About this exercise: From the entries below, copy exactly the lines from the one that contains "PR #132, opened 2018-05-27" through the one that contains "The new tests", both included, and only those.

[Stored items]

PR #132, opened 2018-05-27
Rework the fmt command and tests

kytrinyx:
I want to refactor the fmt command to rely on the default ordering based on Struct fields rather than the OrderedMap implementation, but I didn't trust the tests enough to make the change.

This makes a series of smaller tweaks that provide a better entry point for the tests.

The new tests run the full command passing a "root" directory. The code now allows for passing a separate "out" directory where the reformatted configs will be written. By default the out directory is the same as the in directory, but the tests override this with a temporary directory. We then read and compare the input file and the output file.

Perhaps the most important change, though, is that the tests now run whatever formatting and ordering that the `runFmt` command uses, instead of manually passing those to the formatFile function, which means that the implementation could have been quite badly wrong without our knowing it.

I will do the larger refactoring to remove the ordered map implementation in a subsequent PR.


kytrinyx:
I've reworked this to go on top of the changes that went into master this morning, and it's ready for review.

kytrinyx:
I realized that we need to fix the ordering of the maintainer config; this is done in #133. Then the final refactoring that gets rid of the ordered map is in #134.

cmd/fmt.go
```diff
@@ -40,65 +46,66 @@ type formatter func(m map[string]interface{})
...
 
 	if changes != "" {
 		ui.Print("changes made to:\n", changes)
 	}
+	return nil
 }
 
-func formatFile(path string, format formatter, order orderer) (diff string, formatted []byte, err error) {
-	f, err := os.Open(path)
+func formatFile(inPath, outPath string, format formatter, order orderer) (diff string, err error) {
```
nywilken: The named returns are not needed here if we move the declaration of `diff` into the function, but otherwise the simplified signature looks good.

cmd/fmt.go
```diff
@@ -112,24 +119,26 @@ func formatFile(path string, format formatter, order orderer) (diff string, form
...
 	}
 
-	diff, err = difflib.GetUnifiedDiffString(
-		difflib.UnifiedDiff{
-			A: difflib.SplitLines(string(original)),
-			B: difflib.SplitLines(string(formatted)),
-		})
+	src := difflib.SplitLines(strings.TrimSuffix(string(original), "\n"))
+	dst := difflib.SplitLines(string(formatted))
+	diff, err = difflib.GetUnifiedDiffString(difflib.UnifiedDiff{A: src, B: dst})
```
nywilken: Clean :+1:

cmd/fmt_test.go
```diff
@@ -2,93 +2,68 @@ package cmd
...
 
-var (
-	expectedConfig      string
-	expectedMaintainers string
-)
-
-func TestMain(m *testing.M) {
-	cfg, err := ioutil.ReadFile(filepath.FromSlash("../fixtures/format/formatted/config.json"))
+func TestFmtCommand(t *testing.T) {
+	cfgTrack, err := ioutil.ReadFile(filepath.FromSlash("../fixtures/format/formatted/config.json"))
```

...

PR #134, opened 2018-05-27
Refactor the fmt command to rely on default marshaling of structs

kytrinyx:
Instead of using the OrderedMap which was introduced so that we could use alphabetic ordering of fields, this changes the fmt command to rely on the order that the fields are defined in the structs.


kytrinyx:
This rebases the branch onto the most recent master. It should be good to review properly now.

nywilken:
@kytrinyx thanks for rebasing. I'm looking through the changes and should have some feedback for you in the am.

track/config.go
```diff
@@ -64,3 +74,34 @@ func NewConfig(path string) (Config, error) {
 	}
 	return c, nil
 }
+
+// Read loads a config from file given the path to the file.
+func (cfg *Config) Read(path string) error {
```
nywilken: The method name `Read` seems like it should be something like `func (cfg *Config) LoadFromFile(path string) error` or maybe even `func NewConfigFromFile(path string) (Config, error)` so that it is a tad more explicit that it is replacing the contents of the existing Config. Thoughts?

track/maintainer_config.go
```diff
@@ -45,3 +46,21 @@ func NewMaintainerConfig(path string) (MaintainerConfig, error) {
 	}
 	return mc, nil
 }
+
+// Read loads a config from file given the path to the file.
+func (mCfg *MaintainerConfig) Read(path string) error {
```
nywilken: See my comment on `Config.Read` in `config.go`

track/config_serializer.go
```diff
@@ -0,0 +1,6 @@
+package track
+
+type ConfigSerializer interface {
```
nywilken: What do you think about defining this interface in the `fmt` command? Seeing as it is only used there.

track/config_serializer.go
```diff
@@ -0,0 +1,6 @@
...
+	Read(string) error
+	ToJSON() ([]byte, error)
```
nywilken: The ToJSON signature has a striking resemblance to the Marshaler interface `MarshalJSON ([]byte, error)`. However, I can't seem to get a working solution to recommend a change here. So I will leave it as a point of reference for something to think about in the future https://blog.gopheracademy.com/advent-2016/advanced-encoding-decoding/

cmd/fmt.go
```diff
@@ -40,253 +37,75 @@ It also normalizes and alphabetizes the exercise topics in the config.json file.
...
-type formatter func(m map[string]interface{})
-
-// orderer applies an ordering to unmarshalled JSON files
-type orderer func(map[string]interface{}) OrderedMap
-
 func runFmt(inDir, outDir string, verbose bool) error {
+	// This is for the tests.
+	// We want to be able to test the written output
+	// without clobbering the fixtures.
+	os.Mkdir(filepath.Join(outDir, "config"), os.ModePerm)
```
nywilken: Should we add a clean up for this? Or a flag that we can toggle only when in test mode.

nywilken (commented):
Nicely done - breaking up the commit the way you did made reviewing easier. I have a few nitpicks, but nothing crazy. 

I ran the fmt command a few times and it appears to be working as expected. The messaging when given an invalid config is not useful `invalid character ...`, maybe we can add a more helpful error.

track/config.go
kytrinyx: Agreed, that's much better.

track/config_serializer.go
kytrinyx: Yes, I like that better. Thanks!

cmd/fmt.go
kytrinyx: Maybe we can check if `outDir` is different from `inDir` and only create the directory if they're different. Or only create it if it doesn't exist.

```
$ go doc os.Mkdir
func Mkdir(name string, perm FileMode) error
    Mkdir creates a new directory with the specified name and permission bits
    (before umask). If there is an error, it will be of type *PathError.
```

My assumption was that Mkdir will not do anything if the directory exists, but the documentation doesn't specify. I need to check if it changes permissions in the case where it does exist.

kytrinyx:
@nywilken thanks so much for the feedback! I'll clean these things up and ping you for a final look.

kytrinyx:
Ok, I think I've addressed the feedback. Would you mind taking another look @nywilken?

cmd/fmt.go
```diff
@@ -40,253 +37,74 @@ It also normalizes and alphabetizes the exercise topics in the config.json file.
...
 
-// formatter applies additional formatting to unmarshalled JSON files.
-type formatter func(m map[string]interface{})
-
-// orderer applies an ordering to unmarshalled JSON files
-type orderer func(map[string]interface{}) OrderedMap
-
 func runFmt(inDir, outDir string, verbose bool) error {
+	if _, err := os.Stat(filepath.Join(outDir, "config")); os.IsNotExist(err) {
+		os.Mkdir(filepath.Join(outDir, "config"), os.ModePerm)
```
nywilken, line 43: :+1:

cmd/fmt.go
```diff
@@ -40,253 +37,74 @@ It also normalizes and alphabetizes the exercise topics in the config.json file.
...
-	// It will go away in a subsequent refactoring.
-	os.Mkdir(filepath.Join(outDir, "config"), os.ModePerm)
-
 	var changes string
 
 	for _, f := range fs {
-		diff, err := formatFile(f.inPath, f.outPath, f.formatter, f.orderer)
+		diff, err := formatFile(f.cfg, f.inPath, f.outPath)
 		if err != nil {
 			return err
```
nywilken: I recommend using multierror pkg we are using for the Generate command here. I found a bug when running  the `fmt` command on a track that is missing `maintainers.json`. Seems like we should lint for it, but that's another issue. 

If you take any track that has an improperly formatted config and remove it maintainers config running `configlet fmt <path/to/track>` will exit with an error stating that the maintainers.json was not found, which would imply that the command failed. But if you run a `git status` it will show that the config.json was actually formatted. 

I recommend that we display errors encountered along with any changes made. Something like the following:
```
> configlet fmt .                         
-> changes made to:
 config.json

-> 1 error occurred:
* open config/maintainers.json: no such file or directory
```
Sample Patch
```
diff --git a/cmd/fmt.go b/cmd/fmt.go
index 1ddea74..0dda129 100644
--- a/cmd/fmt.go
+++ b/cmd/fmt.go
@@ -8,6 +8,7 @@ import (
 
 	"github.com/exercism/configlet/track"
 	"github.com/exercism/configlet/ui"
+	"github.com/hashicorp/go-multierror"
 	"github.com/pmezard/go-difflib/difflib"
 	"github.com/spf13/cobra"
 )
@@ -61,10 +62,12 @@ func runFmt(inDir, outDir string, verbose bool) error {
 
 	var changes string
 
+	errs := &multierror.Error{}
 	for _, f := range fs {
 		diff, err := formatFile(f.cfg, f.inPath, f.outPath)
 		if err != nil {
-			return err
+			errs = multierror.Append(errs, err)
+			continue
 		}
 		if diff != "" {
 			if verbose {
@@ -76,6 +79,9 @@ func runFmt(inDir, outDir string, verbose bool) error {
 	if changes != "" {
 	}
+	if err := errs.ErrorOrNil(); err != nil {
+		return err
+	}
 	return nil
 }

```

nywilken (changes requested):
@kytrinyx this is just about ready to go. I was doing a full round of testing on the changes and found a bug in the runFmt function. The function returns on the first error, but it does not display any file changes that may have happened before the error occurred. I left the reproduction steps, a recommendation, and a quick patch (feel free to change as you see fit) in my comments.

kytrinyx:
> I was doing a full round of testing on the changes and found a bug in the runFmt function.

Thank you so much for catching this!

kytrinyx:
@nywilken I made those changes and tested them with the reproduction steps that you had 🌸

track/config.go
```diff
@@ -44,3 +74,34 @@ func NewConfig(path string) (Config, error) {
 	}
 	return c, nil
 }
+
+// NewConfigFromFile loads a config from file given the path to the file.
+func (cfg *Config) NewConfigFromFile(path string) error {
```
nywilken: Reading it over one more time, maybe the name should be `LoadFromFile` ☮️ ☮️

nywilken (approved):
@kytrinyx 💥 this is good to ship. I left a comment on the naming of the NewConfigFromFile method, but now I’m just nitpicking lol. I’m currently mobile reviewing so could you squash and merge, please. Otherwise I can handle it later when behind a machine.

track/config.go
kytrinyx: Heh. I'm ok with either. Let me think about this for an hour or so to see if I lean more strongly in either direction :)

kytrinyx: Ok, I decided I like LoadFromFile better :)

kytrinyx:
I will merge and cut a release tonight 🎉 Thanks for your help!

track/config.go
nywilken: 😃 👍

The completed task:
PR #132, opened 2018-05-27
Rework the fmt command and tests

kytrinyx:
I want to refactor the fmt command to rely on the default ordering based on Struct fields rather than the OrderedMap implementation, but I didn't trust the tests enough to make the change.

This makes a series of smaller tweaks that provide a better entry point for the tests.

The new tests run the full command passing a "root" directory. The code now allows for passing a separate "out" directory where the reformatted configs will be written. By default the out directory is the same as the in directory, but the tests override this with a temporary directory. We then read and compare the input file and the output file.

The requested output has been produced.